De duurzame werkwijze van Verbo heeft er volgens Fontijn aan bijgedragen dat het bedrijf op het gebied van stuclopers al sinds jaren marktleider is in de Benelux. “We hebben voor iedere klus en ondergrond de juiste duurzame bescherming. Van een nieuwbouw of renovatieproject tot schilderklus of stucwerk.”
Voor zware en lichte klus
Verbo heeft verschillende stuclopers in het assortiment, waaronder de Stucloper Grijs/Grijs. Fontijn: “Die zorgt een optimale bescherming van vloeren en trappen en is waterafstotend, vochtbestendig en stootvast. Al 25 jaar worden vloeren & trappen veilig afgedekt door deze stuclopers. Veilig en eenvoudig in gebruik.”
De stuclopers van Verbo bieden voor iedere klus de gewenste bescherming van vloeren, wanden en trappen.
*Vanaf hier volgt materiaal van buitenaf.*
PR #5042, opened 2021-01-18
Check iterator types on yield from

### LINKED ISSUE #4289: Psalm does not error when yielding from a non-generator or Traversable
https://psalm.dev/r/f07be189f6

danog:
Fixes #4289

### DIFF
--- a/src/Psalm/Internal/Analyzer/Statements/Block/ForeachAnalyzer.php
+++ b/src/Psalm/Internal/Analyzer/Statements/Block/ForeachAnalyzer.php
@@ -341,7 +341,7 @@ class ForeachAnalyzer
      */
     public static function checkIteratorType(
         StatementsAnalyzer $statements_analyzer,
-        $stmt,
+        PhpParser\NodeAbstract $stmt,
         PhpParser\Node\Expr $expr,
         Type\Union $iterator_type,
         Codebase $codebase,
--- a/src/Psalm/Internal/Analyzer/Statements/Block/ForeachAnalyzer.php
+++ b/src/Psalm/Internal/Analyzer/Statements/Block/ForeachAnalyzer.php
@@ -215,6 +215,7 @@ class ForeachAnalyzer
             if (self::checkIteratorType(
                 $statements_analyzer,
                 $stmt,
+                $stmt->expr,
                 $iterator_type,
                 $codebase,
                 $context,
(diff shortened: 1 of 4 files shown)


src/Psalm/Internal/Analyzer/Statements/Block/ForeachAnalyzer.php
```diff
@@ -335,11 +336,13 @@ public static function analyze(
     }
 
     /**
+     * @param PhpParser\Node\Stmt\Foreach_|PhpParser\Node\Expr\YieldFrom $stmt
      * @return false|null
      */
     public static function checkIteratorType(
         StatementsAnalyzer $statements_analyzer,
-        PhpParser\Node\Stmt\Foreach_ $stmt,
+        $stmt,
```
orklah, line 344: This could be declared NodeAbstract

danog: Right, of course!

orklah:
I'm not sure I see the logic in sending a Yield to ForeachAnalyzer. Can you elaborate why please?

danog:
Yield from is an expression that accepts an iterable as only parameter, forwarding all iterable values to the consumer of the generator.
It is often used to implement stackful coroutines, allowing suspension of the call stack of multiple nested generators.

These two snippets are functionally equivalent:

```
function a(iterable $it): \Generator
{
    foreach ($it as $key => $value) {
        yield $key => $value;
    }
    if ($it instanceof \Generator) {
        $res = $it->getReturn();
    }
}
```
---
```
function a(iterable $it): \Generator
{
    $res = yield from $it;
}
```

Since a yield from is functionally equivalent to a foreach, it makes sense to use the exact same code; if you think that the shared logic should be extracted somewhere else, no problem)

tests/Template/ClassTemplateTest.php
```diff
@@ -2038,11 +2038,6 @@ class A {
                         public function __construct(Foo $v) {
                             $this->vector = $v;
                         }
-
```
muglug, line 2041: Why are you removing this? The test isn't testing anything proper without this yield

danog: Foo is not an iterable, and cannot be yielded from.
In fact, if we try to iterate over the Generator returned by this method, "Can use "yield from" only with arrays and Traversables" will be returned.

muglug: Oh ok, then would you mind making `Foo` something that can be yielded from? Or skip the test entirely my renaming it to `SKIPPED-<testname>`

danog: Done!

muglug:
Thanks!

PR #5050, opened 2021-01-19
Fix for #5049 removing `true` or `false` from a `Union` should turn `bool` into respectively `false` or `true`

### LINKED ISSUE #5049: Regression: `@psalm-assert !empty` with `bool` does not reduce it to `true`
While writing type refinements for `webmozart/assert`, I found a regression between `vimeo/psalm@61f5a06` (61f5a06) and `vimeo/psalm:4.4.1` (9fd7a7).

https://psalm.dev/r/6d6857dcf8

Specifically:

```php
/** @psalm-assert !empty $input */
function assertNotEmpty(mixed $input): void { /* ... */ }

/** @psalm-return true */
function gimmeTrue(bool $input): bool {
    assertNotEmpty($input);
    
    return $input;
}
```

Produces:

```
Psalm output (using commit 2f58c6a): 

ERROR: InvalidReturnStatement - 10:12 - The inferred type 'bool' does not match the declared return type 'true' for gimmeTrue

ERROR: InvalidReturnType - 6:19 - The declared return type 'true' for gimmeTrue is incorrect, got 'bool'
 
```

When given a `bool` `$input`, I would expect this to infer `true` as result of the assertion: this used to work in `3.x` (61f5a06).

The opposite works:

```php
/** @psalm-assert empty $input */
function assertEmpty(mixed $input): void { /* ... */ }

/** @psalm-return false */
function gimmeTrue(bool $input): bool {
    assertEmpty($input);
    
    return $input;
}
```

https://psalm.dev/r/ff0756f05d

### LINKED ISSUE #5094: Bug: string(stdClass) can never contain class-string on compare get_class with string
```php
function isStdClass(object $o): bool {
    return get_class($o) !== "stdClass";
}

isStdClass(new \stdClass());
```

Result: `string(stdClass) can never contain class-string`. But should be pass.

Example: https://psalm.dev/r/6769afb49b

Ocramius:
Fixes #5049

### DIFF
--- a/src/Psalm/Type/Union.php
+++ b/src/Psalm/Type/Union.php
@@ -560,6 +560,12 @@ class Union implements TypeNode
                 unset($this->types[$literal_key]);
             }
             $this->literal_float_types = [];
+        } elseif ($type_string === 'false' && isset($this->types['bool'])) {
+            unset($this->types['bool']);
+            $this->addType(new Type\Atomic\TTrue());
+        } elseif ($type_string === 'true' && isset($this->types['bool'])) {
+            unset($this->types['bool']);
+            $this->addType(new Type\Atomic\TFalse());
         }
 
         return false;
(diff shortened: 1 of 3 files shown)


muglug:
Fixed separately in https://github.com/vimeo/psalm/commit/f1107ab4d925c095ca4f6388a1edc5046468b4d7, but I appreciate the contribution regardless

Ocramius:
@muglug careful: did you also consider `TFalse` in that? I had added unit tests for the `Union` type on purpose there :D 

Thanks anyway for the prompt action!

Van het schilderen of behangen van een wand tot het beschermen van de trap en vloer tijdens een grote en intensieve verbouwing. En behalve van de A-merk kwaliteit van Verbo profiteren de gebruikers ook van de slimme functionaliteiten die de verschillende stuclopers hebben. Zoals een reflecterende witte toplaag, die zorgt voor optimale lichtreflectie tijdens schilderwerkzaamheden. Of een waterbestendige toplaag die de vloer volledig beschermt tegen water, verf of andere vloeistoffen. Fontijn: “Alles is ontwikkeld vanuit de behoefte van de gebruikers.”
Perfect Cover
Naast de stuclopers biedt Verbo met Perfect Cover een serie handige zelfklevende afdekvliezen. “Perfect Cover beschermt niet alleen, het is snel te leggen omdat het een zelfklevende onderlaag heeft. Je hoeft dus geen tape meer te gebruiken. Met Perfect Cover voorkom je herstelwerkzaamheden aan de ondergrond en bespaar je dus tijd en geld”, zegt Fontijn.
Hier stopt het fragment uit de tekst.